Aldehydes are more reactive, because of two factors:
1. Steric reasons (aldehyde is less hindered)
2. The electronic effect of the substituent; alkyl groups can weakly donate electronic density to the C=O carbon, making it less electrophilic.

But in the case of the ester, the electron density is spread between the O=C-OEt atoms, making the carbon also less electrophilic than in the ketone... Or that I thought...

[orgopete]

There is more to this than indicated simply by the arrow, namely order of addition. There are three components. What is added to what and what effect will that have? By the way, that isn't the product. No acid has been added and I think the enol is preferred.

[quantumnumber]

By the way, that isn't the product. No acid has been added and I think the enol is preferred.
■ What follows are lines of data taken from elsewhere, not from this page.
PR #1862, opened 2024-07-26
Adds check to guard against rcv frame panic issue

nand-nor:

### Submission Checklist 📝

#### Extra:

### Pull Request Details 📖

Adds a length check to avoid out-of-bounds access panic in the `RX_BUFFER` slice during `Event::RxDone` event processing. 

#### Description
I have seen a rare bug pop up a two times now after leaving multiple esp32c6 devices running openthread (via the `esp-openthread` crate) for long periods of time :

```
WARN - timer interrupt triggered at 73875446
INFO - trigger_tx_done


panicked at /home/nerdlet/.cargo/git/checkouts/esp-hal-42ec44e8c6943228/1424f2a/esp-ieee802154/src/raw.rs:394:42:
range end index 138 out of range for slice of length 128
```

I view this PR addition as a temporary hold over. A more comprehensive fix is likely needed here or elsewhere (this crate, the `esp-openthread` crate, etc). Unfortunately I had no backtrace when the bug popped up the two times I saw it nor had anything else set up to assist in debugging. So need to work on reliable repro before digging in further. This bug only popped up twice over many days/hours of constant operation so will continue to monitor. 

#### Testing
Applied the fix and confirmed it builds and runs as expected using the `esp-openthread` crate. Have also verified the ieee802154 example bins still run as well.

### DIFF
--- a/esp-ieee802154/CHANGELOG.md
+++ b/esp-ieee802154/CHANGELOG.md
@@ -9,6 +9,8 @@ and this project adheres to [Semantic Versioning](https://semver.org/spec/v2.0.0
 
 ### Added
 
+- Added range check to avoid panic when indexing into RX_BUFFER slice
+
 ### Changed
 
 ### Fixed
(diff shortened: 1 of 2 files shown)


bjoernQ (approved):
LGTM - at least as a temporary band-aid until more details are known this is definitely better than a panic

JurajSadel (approved):
LGTM!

Yeah, I forgot to mention that the last step in which the acid is added is omitted, but you have to take it into account.

[orgopete]

Yeah, I forgot to mention that the last step in which the acid is added is omitted, but you have to take it into account.
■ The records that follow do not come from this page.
Issue #644, opened 2023-07-05
Add Example for using the touch_pad


Angr1st:
Hi esp-rs team,
I was wondering If you would be willing to create an example that showcases how to use the touch_pads of the esp32, as I was unable to find any sample code for that. 
I would otherwise be happy for any pointer in the right direction to get going with it. 

Thanks for the hard work.

bjoernQ:
We don't have touch sensing support, yet.

If someone is looking into implementing it, besides the TRM the ESP-IDF code ( https://github.com/espressif/esp-idf/tree/master/components/driver/touch_sensor ) might be a good starting point.

PR #1873, opened 2024-07-29
Touch support for ESP32

jounathaen:
### Submission Checklist 📝

#### Extra:

#### Description
This PR implements touch pad support for the ESP32. This fixes https://github.com/esp-rs/esp-hal/issues/644.

##### Status:

- [x] "Software mode" touch pad
- [x] "Timer mode" touch pad
- [x] Touch pad interrupts
- [x] Embassy support
- [x] Work around hardware quirks (`TOUCH_PAD8&9` registers work different)
- examples
  - [x] ~~Software mode example~~ I think this is an odd mode anyway, and it should not be too complicated to deduce it from the documentation.
  - [x] Timer mode example
  - [x] Interrupt example
  - [x] Embassy example
  - [x] Documentation examples
- ~~Implement for other chips than plain ESP32~~:
  -  `esp32c2`, `esp32c3`, `esp32c6`, `esp32h2` apparently don't have a touch peripheral
  - `esp32s3` apparently has a rather similar touch peripheral as the `esp32`. This one seems to have more advanced features. However, it looks like it is missing interrupts and other stuff, so this implementation can probably be adapted, but I don't have the time (and motivation) to tackle this. (My very first attempt can be found here: https://github.com/jounathaen/esp-hal/tree/touch-esp32s3 )
  - `esp32s2` has touch pad support, but seems to be programmed completely different.

##### Open questions:

- Is adding many public-internal functions to the _gpio_ module the right way?

#### Testing

This is tested on the ESP32 using the examples for TouchPad0 & 1. I don't have hardware here to test the other pads (especially not for touch 8 & 9 as these are the crystal pins).

### DIFF
--- a/esp-hal/src/touch.rs
+++ b/esp-hal/src/touch.rs
@@ -355,49 +355,6 @@ impl<P: TouchPin, TOUCHMODE: TouchMode, MODE: Mode> TouchPad<P, TOUCHMODE, MODE>
             None
         }
     }
-
-    fn internal_enable_interrupt(&mut self, threshold: u16) {
-        self.pin.set_threshold(threshold, Internal);
-
-        let rtccntl = unsafe { &*RTC_CNTL::ptr() };
-        // enable touch interrupts
-        rtccntl.int_ena().write(|w| w.touch().set_bit());
-
-        let sens = unsafe { &*SENS::ptr() };
-        sens.sar_touch_enable().modify(|r, w| unsafe {
-            w.touch_pad_outen1()
-                .bits(r.touch_pad_outen1().bits() | 1 << self.pin.get_touch_nr(Internal))
-        });
-    }
-
-    fn internal_disable_interrupt(&mut self) {
-        let sens = unsafe { &*SENS::ptr() };
-        sens.sar_touch_enable().modify(|r, w| unsafe {
-            w.touch_pad_outen1()
-                .bits(r.touch_pad_outen1().bits() & !(1 << self.pin.get_touch_nr(Internal)))
-        });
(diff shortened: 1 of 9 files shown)


jessebraham:
Thanks for the PR! I've got a fair bit of work on my plate right now but will do my best to take a look at this before the end of the week.

esp-hal/src/touch.rs
```diff
@@ -0,0 +1,596 @@
...
+};
+#[cfg(feature = "async")]
+use crate::{rtc_cntl::Rtc, Async, InterruptConfigurable};
+
+/// A marker trait describing the mode the touch pad is set to.
+pub trait TouchMode: Sealed {}
+
+/// Marker struct for the touch peripherals manual trigger mode. In the
+/// technical reference manual, this is referred to as "start FSM via software".
+#[derive(Debug)]
```
bjoernQ, line 50: nitpick but when deriving `Debug` we should also optionally derive `defmt::Format` like this `#[cfg_attr(feature = "defmt", derive(defmt::Format))]` (also for the other structs)

jounathaen: Good point. Added this.

bjoernQ (approved):
Thanks

jessebraham (approved):
Sorry, this slipped my mind. This looks great, thank you very much for your contribution!

jessebraham:
Hmm not sure what's up with the HIL failure, doesn't seem related to this PR. It's been pretty unreliable lately unfortunately, will look into it tomorrow when I'm back to work.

Well, in that case was anything else left out? Perhaps your text mentions something about crossed aldols and Claisen condensations. This would explain why the self condensation is not the major product. That was the question.

[quantumnumber]

No, that's all. I think it's just a simple exercise in which they want you to write the Claisen condensation between an ester and a ketone. But in my view, the self condensation should be also a product... I know that this ester in particular is quite reactive towards nucleophile attack, but I'm not so sure that it is more reactive than the ketone.

In Clayden's "Organic chemistry" I've read that certain esters (such as carbonates, or the formate ester showed in the exercise) could be more reactive than ketones towards nucleophilic attack, but usually ketones are more reactive than esters. But how to tell these small differences?

Sometimes looks like it is mandatory to carry out quantum mechanical calculations to be completely sure of this stuff...

[clarkstill]

The product of the reaction is entirely determined by thermodynamics: you don't need to worry about which is more reactive, just which product is lower in energy. The base isn't strong enough to completely deprotonate the ketone, so there will be a mixture of ketone and enolate forms in solution. Undoubtedly some of this undergoes a self-aldol condensation to generate a beta-hydroxy ketone, but this reaction will be reversible (via regeneration of the ketone and kicking out of the enolate) so doesn't really need consideration.  The Claisen condensation, however, generates a beta keto ester with a low enough pKa to be formally and fully deprotonated by ethoxide. This deprotonation of the 1,3-dicarbonyl makes it unreactive to nucleophilic hydroxide or ethoxide, preventing reversibility in the reaction and ultimately (after acidic workup) making the beta ketoester the final product.

[orgopete]

If ethyl formate were mixed with ethoxide, no apparent reaction takes place (ethoxide adds, but elimination returns ethyl formate). Adding the ketone slowly to the mixture will result in some enolization. However, because the molar concentration of formate is much greater than the ketone, it reacts faster.

If the reverse were attempted, that is add the formate to ketone and ethoxide, the aldol reaction takes place. Granted there is a stoichiometric effect also taking place. If an aldol reaction were catalyzed with hydroxide, elimination returns hydroxide so the reaction could be catalytic in base. The Claisen or the crossed Claisen in this case yields a more acidic product than the reactants and thus consumes the base. A Claisen requires at least a stoichiometric amount of base.

[quantumnumber]

Thanks for all your answers